**Task prompt**
Report each line of the data that has "snapd" somewhere in it.

**Source material**
******

PR #253, opened 2024-08-02
Fix intermittent failure on snapd seed

markylaing:
The `devlxd-container` tests are timing out when waiting for snapd to be seeded inside the container that will run a nested LXD.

******

**Exercise result**
Fix intermittent failure on snapd seed
The `devlxd-container` tests are timing out when waiting for snapd to be seeded inside the container that will run a nested LXD.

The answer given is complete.